The author of this document has limited its availability to on-campus or logged-in CSUSB users only.

Off-campus CSUSB users: To download restricted items, please log in to our proxy server with your MyCoyote username and password.

Date of Award

8-2025

Document Type

Restricted Project: Campus only access

Degree Name

Master of Science in Computer Science

Department

School of Computer Science and Engineering

First Reader/Committee Chair

Chen, Qiuxiao

Abstract

Zero-Shot Semantic Segmentation (ZSSeg) addresses the challenge of segmenting images into semantic classes that were not seen during training. Traditional ZSSeg methods rely on fixed visual-language mappings, often suffering from limited generalization to unseen categories. Recent advances like CLIP have provided a breakthrough by aligning image and text embeddings in a shared space. However, such models still struggle to incorporate domain-specific knowledge and often require extensive learnable prompt engineering. This project aims to overcome these limitations by introducing domain-adaptive prompt learning into a CLIP-based ZSSeg pipeline.
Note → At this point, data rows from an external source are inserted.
PR #6586, opened 2020-11-18
chore(*) prevent lua_pack from leaking to globals

bungle:
### Summary

`lua_pack` is especially bad as it monkey patches the `string` in Lua. This means that whenever you require the `lua_pack` the `string` is modified. We don't want this to happen, thus we have this special construct there. We should replace `lua_pack` or modify `lua_pack` at some point.

### DIFF
--- a/kong/plugins/ldap-auth/asn1.lua
+++ b/kong/plugins/ldap-auth/asn1.lua
@@ -1,14 +1,13 @@
 local bpack, bunpack
 do
-  local string_pack = string.pack
-  local string_unpack = string.unpack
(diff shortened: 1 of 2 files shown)


bungle:
A good example of this leakage is that with this PR the `grpc-web` doesn't anymore pass as it was depending on the leakage.

bungle:
Sister PRs that need to be merged prior this:
https://github.com/Kong/kong-plugin-grpc-gateway/pull/14
https://github.com/Kong/kong-plugin-grpc-web/pull/15

bungle:
Closing this as we agreed to fix this better.

PR #6592, opened 2020-11-20
Updated rules for bot-detection

fasalmbt:
added AWS S3 client , WebPageTest regex and updated rules for bot-detection


bungle:
@fasalmbt, thank you. May I ask how do you update these? Some script, or are they listed somewhere (just being curious here).

Tieske:
I assume an update from here: https://github.com/Kong/kong/pull/6592/files#diff-9ee4ff50fbcb499a46397b6635eec1ca4a553405123d83ba717d0c818f8be1e9R1

Correct @fasalmbt  ?

fasalmbt:
@Tieske yes

bungle:
@fasalmbt, this seems to do exactly same change as #5772, which mean this looks like a duplicate. One of these needs to go, so I decided to close this as there was some prior art. If I am wrong about it, please let me know.

bungle:
@fasalmbt the #5772 is now merged. Let us know if we missed something.

fasalmbt:
No.Everything is fine. Just wants to know will this PR be eligible for Tshirt or not.

PR #6593, opened 2020-11-20
fix(schema) more descriptive error logs when type is invalid

bungle:
### Summary

I screwed, sorry @WALL-E, I tried to rebase your original: https://github.com/Kong/kong/pull/6400, but then mistakenly pushes next branch to your next branch, while I was meaning to push the rebased one. Then it closed the PR and I could not push anymore to your branch, Thus here it is again. If this goes green I think we can merge it. Thank you @WALL-E  and sorry for inconvenience.


bungle:
One thing about this is that should we check if the input is valid `utf-8` before concatenting it.

kikito (approved):

PR #6594, opened 2020-11-20
fix(oauth2) handle more client invalid token generation cases

### LINKED ISSUE #6311: 2.1.3 OAuth2.0 CC stacktrace error from bad client input

bungle:
### Summary

@jeremyjpj0916, sorry I tried to push to your PR https://github.com/Kong/kong/pull/6337, but I just don't seem to handle `git` too well. And that got closed. I reopened it here with some small changes.

Fixes: https://github.com/Kong/kong/issues/6311

^^ Full discussion and examples over here. My changes fix 2 scenarios I can see Kong not responding as I would expect to an end user. 1 was type error fix(by validating a scenario where bad user input yields a boolean reference not a string), other requires thinking about it a little deeper to return the right response to clients. 

### Full changelog

* Add better handling in ```get_redirect_uris``` when fields are not present ```client_id``` ends up being a boolean parameter. Potentially fixes could have been done alternatively in the ```retrieve_parameters``` or ```retrieve_client_credentials``` functions.

* Removed the check for ```POST``` method to decide if we are calling the proxy vs calling the token generation pathings, URI alone should help dictate it imo and thus the response customers get from Kong will be more accurate to what proxy clients were attempting to do.  

* 2 edge cases tests I fixed added.

### Issues resolved

Fix #6311

### DIFF
--- a/kong/plugins/oauth2/access.lua
+++ b/kong/plugins/oauth2/access.lua
@@ -15,6 +15,7 @@ local split = utils.split
 local strip = utils.strip
 local string_find = string.find
 local string_gsub = string.gsub
+local string_byte = string.byte
 local check_https = utils.check_https
 local encode_args = utils.encode_args
 local random_string = utils.random_string
@@ -31,6 +32,7 @@ local _M = {}
 
 
 local EMPTY = {}
+local SLASH = string_byte("/")
 local RESPONSE_TYPE = "response_type"
 local STATE = "state"
 local CODE = "code"
@@ -161,7 +163,7 @@ end
 
 local function get_redirect_uris(client_id)
   local client, err
-  if client_id and client_id ~= "" then
+  if type(client_id) == "string" and client_id ~= "" then
     local credential_cache_key = kong.db.oauth2_credentials:cache_key(client_id)
     client, err = kong.cache:get(credential_cache_key, nil,
                                  load_oauth2_credential_by_client_id,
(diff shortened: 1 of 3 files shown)


jeremyjpj0916:
Thanks for following up on my PR @bungle , glad to see the hardened logic making it in. I am on vacation now so not much time to look it over but at a glance makes sense and addresses my concerns!

jeremyjpj0916:
Hope this does not get lost among the Kong version iterations 😆  .

kikito (approved):

Issue #6591, opened 2020-11-20
Kong 2.2.0 rpm changes owning user from nobody to kong


nvx:
The rpm installation of Kong 2.1.4 uses the system nobody user as the owner for /usr/local/kong/proxy_temp, /usr/local/kong/logs, etc.

Kong 2.2.0 seems to have changed the ownership of these directories to a newly created kong user without mention in the changelog. This breaks existing kong.conf configurations where nginx_user is specified as nobody as the nobody user will now be broken.

Personally I think the change is good having a dedicated kong user for things to run as, but it really needs to be called out in the changelog as a breaking change so that people are aware of it and can update their configuration appropriately.

Kong RPM installed using the RHEL7 bintray repo at https://kong.bintray.com/kong-rpm/rhel/7
RPM version: kong-2.2.0-1.x86_64

nvx:
Unless I'm mistaken, it looks like the default kong.conf file still has nginx_user = nobody nobody. This probably should be updated too.

bungle:
I think you are correct:
https://github.com/Kong/kong/blob/master/kong.conf.default#L441
https://github.com/Kong/kong/blob/master/kong/templates/kong_defaults.lua#L53
https://github.com/Kong/kong/blob/master/kong/templates/kong_defaults.lua#L58

bungle:
Seems to be related to: https://github.com/Kong/kong/pull/6422

murillopaula:
Would you be able to describe how you are installing Kong and where things break for you?

> Kong 2.2.0 seems to have changed the ownership of these directories to a newly created kong user without mention in the changelog

Yes, we screwed up there. We should have mentioned it in the changelog.

> This breaks existing kong.conf configurations where nginx_user is specified as nobody as the nobody user will now be broken. 
>
> Personally I think the change is good having a dedicated kong user for things to run as, but it really needs to be called out in the changelog as a breaking change so that people are aware of it and can update their configuration appropriately.

`nginx_user` is set as `nobody` by default in kong.conf configurations. Before 2.2.0 Kong-owned directories such as `/usr/local/kong/*` were owned by `root` by default when you installed Kong on RHEL7 with the .rpm package. So things were already broken before 2.2.0 in that sense. So given that they were owned by `root` changing the ownership to `kong` should have been backwards compatible.

> Unless I'm mistaken, it looks like the default kong.conf file still has nginx_user = nobody nobody. This probably should be updated too.

[...]

PR #6595, opened 2020-11-20
docs(changelog) mention the non-root way of running kong

murillopaula:
Copy and pasted the description from the EE changelog https://docs.konghq.com/enterprise/changelog/#core

### DIFF
--- a/CHANGELOG.md
+++ b/CHANGELOG.md
@@ -58,6 +58,11 @@ This is a new major release of Kong, including new features such as **UDP suppor
 **Configurable Request and Response Buffering**, **Dynamically Loading of OS
 Certificates**, and much more.
 
+### Distributions
+
+- Added support for running Kong as the non-root user kong on distributed systems.
+
+
 ### Dependencies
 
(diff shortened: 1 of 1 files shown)


kikito (approved):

Our approach enhances CLIP-based segmentation with learnable domain-agnostic and domain-specific prompts. The domain-agnostic prompt captures general knowledge across visual domains, while the domain-specific prompt encodes contextual cues from specific training datasets. These prompts are trained using a contrastive learning objective in a classification task before being integrated into a segmentation model. The proposed method significantly reduces manual engineering and enables better adaptation across domain shifts, such as synthetic-to-real transitions or changes in lighting, texture, or style.

The project is implemented by extending the DAPrompt framework, originally designed for classification, to a semantic segmentation setting using MaskFormer as the base architecture. A dual-stage training process is followed: (1) prompt learning via classification on COCO Stuff 164k, and (2) integration of learned prompts into a MaskFormer segmentation model. Experimental results show improved performance over baseline models using learnable prompts. Notably, domain-specific prompts lead to more accurate predictions for unseen classes and better segmentation confidence across domain boundaries.

Extensive evaluations on COCO Stuff demonstrate that domain-adaptive prompts offer improved generalization capabilities compared to standard CLIP prompts. Ablation studies highlight the contribution of prompt length, threshold sensitivity, and prompt embedding initialization strategies. The best configuration—using both domain-agnostic and domain-specific prompts—achieves competitive mean Intersection-over-Union (mIoU) scores, validating the effectiveness of the proposed approach.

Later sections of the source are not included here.